A couple of weeks ago I took to LinkedIn to get some answers. I posed a simple question in a couple of data science groups I belong to asking data scientists how they learn more about the nuances in their dataset before embarking on an AI project. The options were: Explore the data in Excel; Explore with visualization tools, Explore with a Python tech stack, and Leverage past experience.
The combined results (out of 1113 responses) looks like this:
While a sizable number of people are still leveraging Excel to do exploration, visualization tools are the clear leader, followed by Python.
The reliance on Python is no surprise–as datasets get increasingly complex, data scientists need code, AI, or some form of computer assistance to figure out where they ought to be looking.

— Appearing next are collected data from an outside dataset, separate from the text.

PR #14055, opened 2025-07-30
Make cross_ractor_require write barrier protected

peterzhu2118:


jhawthorn (approved):
Thank you! Looks correct to me

PR #14063, opened 2025-07-31
Get rid of RSHAPE_PARENT in favor of RSHAPE_DIRECT_CHILD_P

casperisfine:
Fix: https://github.com/ruby/ruby/pull/14058

`RSHAPE_PARENT` is error prone because it returns a raw untagged shape_id.

To check if a shape is a direct parent of another, tags should be discarded. So providing a comparison function is better than exposing untagged ids.

### DIFF
--- a/shape.h
+++ b/shape.h
@@ -271,9 +271,16 @@ rb_shape_root(size_t heap_id)
 }
 
 static inline shape_id_t
-RSHAPE_PARENT(shape_id_t shape_id)
+RSHAPE_PARENT_RAW_ID(shape_id_t shape_id)
 {
     return RSHAPE(shape_id)->parent_id;
+}
+
+static inline bool
+RSHAPE_DIRECT_CHILD_P(shape_id_t parent_id, shape_id_t child_id)
+{
+    return (parent_id & SHAPE_ID_FLAGS_MASK) == (child_id & SHAPE_ID_FLAGS_MASK) &&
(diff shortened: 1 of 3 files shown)


shape.h
```diff
@@ -271,11 +271,17 @@ rb_shape_root(size_t heap_id)
...
 
 static inline shape_id_t
-RSHAPE_PARENT(shape_id_t shape_id)
+RSHAPE_PARENT_RAW_ID(shape_id_t shape_id)
 {
     return RSHAPE(shape_id)->parent_id;
 }
 
+static inline bool
+RSHAPE_PARENT_OF(shape_id_t parent_id, shape_id_t child_id)
```
nobu: `PARENT_OF` doesn't feel like a predicate.

casperisfine: Good point.

casperisfine: I renamed it `RSHAPE_DIRECT_CHILD_P`

casperisfine:
Hum, actually the required logic is more complex than that. We need to keep some of the tags, such as the slot size one:

```
[BUG] shape_id heap_index flags mismatch: shape_id_slot_size=88, gc_slot_size=760
```

casperisfine:
Should be good to go now.

jhawthorn (approved):
Thank you! I think it makes the most sense to have `RSHAPE_DIRECT_CHILD_P` as you have done rather than picking an arbitrary "possible" parent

But visualizations are still absolutely critical to bring clarity to the exploration.
The challenge for a lot of data scientists is that they have to choose between the two approaches and there are drawbacks to both. Relying on traditional BI & visualization tools means doing more simple analysis of subsets of data and then trying to knit together a conclusion.
Using a Python tech stack means firstly having a comfort level with the code and knowing that you’re using the right algorithms to explore. Then it’s selecting which insights to illustrate for discussion. But illustrating all of the AI’s findings to fully interrogate the insight is still out of reach. Additionally, finding the right means of communicating these insights to non-technical stakeholders without introducing confusion is still required.
At Virtualitics, we’re bringing those two elements together so that data scientists do not have to compromise between those two options. We’ve built an AI platform around what we call Intelligent Exploration–AI-driven, AI-guided, and AI-visualized exploration of vast, complex datasets.
Data scientists get the benefit of an AI co-analyst to help them uncover and explore complex data insight visualized in next-generation, true 3D visualizations that clearly illustrate the complex relationships discovered by the AI. This out of the box capability also puts data science power into the hands of data analysts. They can do some of the preliminary work, leveraging AI-generated insights to draw attention to areas of significance so nothing gets overlooked and relieving some of the pressure on overburdened data science teams.
At Virtualitics, we believe that the Explore step is critical to the success of any AI and advanced analytics project. We’re helping you explore without limits.